## AIM OF THE EXERCISE
Lines with the word "noauth" are the answer; copy each of them from the data below.
(DATA RECORDS begins)
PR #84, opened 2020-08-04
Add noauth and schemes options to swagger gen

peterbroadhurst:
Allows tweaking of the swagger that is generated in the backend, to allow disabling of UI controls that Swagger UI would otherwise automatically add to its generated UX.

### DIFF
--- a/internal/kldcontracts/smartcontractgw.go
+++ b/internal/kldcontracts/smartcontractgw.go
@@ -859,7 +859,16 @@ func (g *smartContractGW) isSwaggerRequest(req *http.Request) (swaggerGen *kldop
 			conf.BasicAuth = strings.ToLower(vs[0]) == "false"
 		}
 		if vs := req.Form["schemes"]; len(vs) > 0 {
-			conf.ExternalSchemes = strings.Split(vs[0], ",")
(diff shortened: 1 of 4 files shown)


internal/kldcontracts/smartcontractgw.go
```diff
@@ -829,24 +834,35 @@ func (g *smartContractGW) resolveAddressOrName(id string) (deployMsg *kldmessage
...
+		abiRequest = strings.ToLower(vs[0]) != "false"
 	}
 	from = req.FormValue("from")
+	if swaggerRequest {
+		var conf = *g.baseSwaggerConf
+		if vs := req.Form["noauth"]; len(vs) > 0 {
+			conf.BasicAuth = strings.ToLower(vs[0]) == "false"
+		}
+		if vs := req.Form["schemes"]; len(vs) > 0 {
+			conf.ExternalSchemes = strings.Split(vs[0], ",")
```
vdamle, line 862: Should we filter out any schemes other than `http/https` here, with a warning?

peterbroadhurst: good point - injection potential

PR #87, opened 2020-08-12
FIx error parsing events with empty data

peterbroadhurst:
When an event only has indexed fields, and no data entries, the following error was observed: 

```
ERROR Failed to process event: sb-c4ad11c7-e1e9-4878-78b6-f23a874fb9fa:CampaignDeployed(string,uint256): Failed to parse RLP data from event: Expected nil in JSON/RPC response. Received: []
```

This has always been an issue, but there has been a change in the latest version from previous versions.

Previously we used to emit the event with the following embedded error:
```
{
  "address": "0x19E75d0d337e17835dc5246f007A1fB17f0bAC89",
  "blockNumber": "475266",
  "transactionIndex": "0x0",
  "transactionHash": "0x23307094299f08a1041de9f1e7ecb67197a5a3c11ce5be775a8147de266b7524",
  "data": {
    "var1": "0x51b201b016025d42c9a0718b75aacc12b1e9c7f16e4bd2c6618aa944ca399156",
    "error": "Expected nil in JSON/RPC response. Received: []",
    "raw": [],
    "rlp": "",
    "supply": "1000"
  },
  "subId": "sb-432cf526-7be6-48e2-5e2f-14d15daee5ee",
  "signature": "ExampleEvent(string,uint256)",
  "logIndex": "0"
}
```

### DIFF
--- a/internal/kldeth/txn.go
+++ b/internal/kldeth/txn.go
(DATA RECORDS ends)
(DATA RECORDS begins)
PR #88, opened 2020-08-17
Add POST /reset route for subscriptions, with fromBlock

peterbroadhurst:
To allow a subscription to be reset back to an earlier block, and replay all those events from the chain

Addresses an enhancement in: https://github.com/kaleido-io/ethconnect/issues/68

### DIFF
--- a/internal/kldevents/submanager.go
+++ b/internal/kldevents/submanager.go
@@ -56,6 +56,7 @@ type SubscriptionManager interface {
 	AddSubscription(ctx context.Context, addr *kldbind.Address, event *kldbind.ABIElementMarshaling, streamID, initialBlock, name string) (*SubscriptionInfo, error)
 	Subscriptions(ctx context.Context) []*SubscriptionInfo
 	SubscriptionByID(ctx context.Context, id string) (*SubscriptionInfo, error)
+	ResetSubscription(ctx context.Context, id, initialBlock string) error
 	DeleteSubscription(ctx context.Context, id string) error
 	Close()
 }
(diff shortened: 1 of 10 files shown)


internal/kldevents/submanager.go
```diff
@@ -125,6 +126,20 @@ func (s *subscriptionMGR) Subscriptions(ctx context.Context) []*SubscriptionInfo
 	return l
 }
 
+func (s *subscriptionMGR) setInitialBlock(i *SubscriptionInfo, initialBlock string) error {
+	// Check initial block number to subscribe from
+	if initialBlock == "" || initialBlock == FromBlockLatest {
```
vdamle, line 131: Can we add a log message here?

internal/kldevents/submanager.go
(DATA RECORDS ends)
## TASK OUTPUT
Add noauth and schemes options to swagger gen
+		if vs := req.Form["noauth"]; len(vs) > 0 {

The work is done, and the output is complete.